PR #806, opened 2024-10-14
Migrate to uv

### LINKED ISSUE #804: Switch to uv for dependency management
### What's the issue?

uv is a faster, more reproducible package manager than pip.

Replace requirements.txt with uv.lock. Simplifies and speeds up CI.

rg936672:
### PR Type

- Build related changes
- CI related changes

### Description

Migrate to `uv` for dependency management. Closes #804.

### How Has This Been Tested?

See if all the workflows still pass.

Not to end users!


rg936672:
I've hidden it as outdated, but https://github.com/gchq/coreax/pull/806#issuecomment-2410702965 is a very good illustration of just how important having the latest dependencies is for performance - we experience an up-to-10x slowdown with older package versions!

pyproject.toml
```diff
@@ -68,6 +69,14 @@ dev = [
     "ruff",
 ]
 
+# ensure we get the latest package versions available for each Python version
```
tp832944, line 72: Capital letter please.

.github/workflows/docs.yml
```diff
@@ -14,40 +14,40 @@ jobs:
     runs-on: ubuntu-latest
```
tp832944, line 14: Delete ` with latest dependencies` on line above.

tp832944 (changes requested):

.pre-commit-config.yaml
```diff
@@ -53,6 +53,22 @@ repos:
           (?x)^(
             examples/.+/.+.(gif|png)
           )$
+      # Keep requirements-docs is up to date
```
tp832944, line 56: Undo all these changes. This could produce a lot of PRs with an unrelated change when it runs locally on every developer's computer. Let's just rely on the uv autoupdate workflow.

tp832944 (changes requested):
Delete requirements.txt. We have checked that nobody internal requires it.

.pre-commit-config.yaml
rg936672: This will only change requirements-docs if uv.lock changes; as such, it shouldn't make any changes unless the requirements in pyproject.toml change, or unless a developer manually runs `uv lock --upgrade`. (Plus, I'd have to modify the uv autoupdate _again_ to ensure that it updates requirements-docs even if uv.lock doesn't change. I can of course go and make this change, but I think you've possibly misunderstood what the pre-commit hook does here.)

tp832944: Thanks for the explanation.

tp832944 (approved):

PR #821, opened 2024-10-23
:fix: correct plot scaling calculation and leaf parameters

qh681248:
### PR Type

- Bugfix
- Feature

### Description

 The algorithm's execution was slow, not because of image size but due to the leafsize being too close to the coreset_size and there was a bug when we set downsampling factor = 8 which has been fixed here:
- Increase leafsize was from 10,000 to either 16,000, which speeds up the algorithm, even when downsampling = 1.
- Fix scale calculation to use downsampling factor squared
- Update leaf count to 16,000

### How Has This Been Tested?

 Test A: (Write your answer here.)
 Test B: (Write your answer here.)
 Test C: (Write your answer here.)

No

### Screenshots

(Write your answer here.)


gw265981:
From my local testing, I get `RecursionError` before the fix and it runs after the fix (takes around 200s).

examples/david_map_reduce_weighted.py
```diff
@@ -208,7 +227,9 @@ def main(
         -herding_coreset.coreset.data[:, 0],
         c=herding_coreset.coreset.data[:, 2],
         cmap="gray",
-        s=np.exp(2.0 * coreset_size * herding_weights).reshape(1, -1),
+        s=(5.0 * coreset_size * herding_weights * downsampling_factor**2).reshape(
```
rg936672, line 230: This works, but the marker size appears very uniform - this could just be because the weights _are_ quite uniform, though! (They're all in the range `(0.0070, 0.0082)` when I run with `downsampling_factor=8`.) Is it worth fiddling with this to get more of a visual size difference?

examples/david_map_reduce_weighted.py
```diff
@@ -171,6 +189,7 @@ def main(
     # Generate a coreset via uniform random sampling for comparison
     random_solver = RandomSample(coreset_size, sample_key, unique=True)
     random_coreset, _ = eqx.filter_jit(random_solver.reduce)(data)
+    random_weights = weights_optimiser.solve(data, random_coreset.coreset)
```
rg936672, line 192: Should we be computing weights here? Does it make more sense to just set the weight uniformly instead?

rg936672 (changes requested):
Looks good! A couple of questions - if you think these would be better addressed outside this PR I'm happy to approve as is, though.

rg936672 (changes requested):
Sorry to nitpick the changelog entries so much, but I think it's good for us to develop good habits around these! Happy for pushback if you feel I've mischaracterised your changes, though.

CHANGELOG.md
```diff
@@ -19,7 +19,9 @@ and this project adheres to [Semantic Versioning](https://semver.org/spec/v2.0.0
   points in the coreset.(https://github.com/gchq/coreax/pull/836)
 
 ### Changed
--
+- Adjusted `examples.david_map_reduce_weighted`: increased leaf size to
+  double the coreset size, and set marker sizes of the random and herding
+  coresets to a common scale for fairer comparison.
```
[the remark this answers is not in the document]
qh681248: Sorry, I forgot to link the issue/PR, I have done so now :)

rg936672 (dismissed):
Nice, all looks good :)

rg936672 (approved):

WORK ITEM:
Look through the entries above; find each line with the word "around" and copy it.

RESULT OF THE TASK:
From my local testing, I get `RecursionError` before the fix and it runs after the fix (takes around 200s).
Sorry to nitpick the changelog entries so much, but I think it's good for us to develop good habits around these! Happy for pushback if you feel I've mischaracterised your changes, though.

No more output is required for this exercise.